Golfer’s Elbow
What Is Golfer’s Elbow?
Golfer’s elbow, medically known as medial epicondylitis, is a condition characterized by pain and inflammation on the inner side of the elbow. It occurs when the tendons that attach the forearm flexor muscles to the medial epicondyle become irritated or undergo degenerative changes due to repetitive stress.
Despite the name, golfer’s elbow does not only affect golfers. It commonly develops in individuals who perform repetitive gripping, wrist flexion, or forearm rotation activities. Over time, microscopic tendon fiber damage may occur, leading to pain, tenderness, and reduced functional strength.
Symptoms can range from mild discomfort during activity to persistent pain that interferes with lifting, gripping, typing, or tool use.
What Are the Causes
Golfer’s elbow develops from repetitive mechanical overload of the flexor-pronator tendon group. Activities that commonly contribute include repetitive wrist flexion, forearm pronation, lifting, throwing, or forceful gripping.
Occupations involving manual labor, carpentry, plumbing, painting, cooking, or prolonged keyboard use may increase risk. Improper sports technique, sudden increases in training intensity, muscle imbalance, or poor ergonomic positioning can also contribute to tendon strain.
With repeated stress, the tendon may undergo collagen breakdown and degenerative change rather than acute inflammation alone. Age-related tendon changes between 30 and 60 years old further increase susceptibility.
Symptoms
Golfer’s elbow typically presents as pain and tenderness on the inner aspect of the elbow. Pain may radiate into the forearm and wrist and is often aggravated by gripping, lifting, wrist flexion, or forearm rotation.
Reduced grip strength is common. Some individuals experience stiffness or discomfort when making a fist. In certain cases, mild ulnar nerve irritation may produce tingling sensations extending into the ring and small fingers.
Symptoms often worsen with repetitive tasks and may become chronic if underlying tendon degeneration progresses.
How Many People Are Affected?
Golfer’s elbow is less common than tennis elbow but still represents a significant portion of elbow-related overuse injuries. It affects both athletes and non-athletes, particularly individuals involved in repetitive occupational or recreational activities.
Adults between 30 and 60 years of age are most frequently affected. Many cases develop gradually over time rather than from a single traumatic event.
Complications
If left untreated, golfer’s elbow may progress to chronic tendinosis, characterized by structural tendon degeneration and reduced tissue strength. Persistent pain may impair grip strength and daily function.
Compensatory movement patterns may strain the shoulder, wrist, or neck. In severe cases, untreated degeneration can contribute to partial tendon tearing. Early evaluation and appropriate management help reduce long-term functional limitation.
Diagnosis
Diagnosis begins with a detailed clinical evaluation. The physician assesses tenderness over the medial epicondyle, evaluates range of motion, and performs resisted wrist flexion and forearm pronation tests to reproduce symptoms.

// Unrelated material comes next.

PR #3983, opened 2019-02-04
feature/config-options

### LINKED ISSUE #3902: OPTIONS for schema for config items
OPTIONS method to obtain the schema for config items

At Victory Over Pain, Diagnostic Ultrasound may be incorporated as part of the evaluation process. Ultrasound allows real-time visualization of tendon thickening, fiber irregularity, microtearing, and inflammatory changes. It also assists in guiding regenerative procedures when indicated.
MRI may be considered in complex or refractory cases.
Treatment Options
Treatment depends on symptom duration, tendon integrity, and functional limitation.
Initial management may include activity modification and structured rehabilitation focused on eccentric strengthening and forearm stabilization. However, when tendon degeneration persists, regenerative modalities may be evaluated.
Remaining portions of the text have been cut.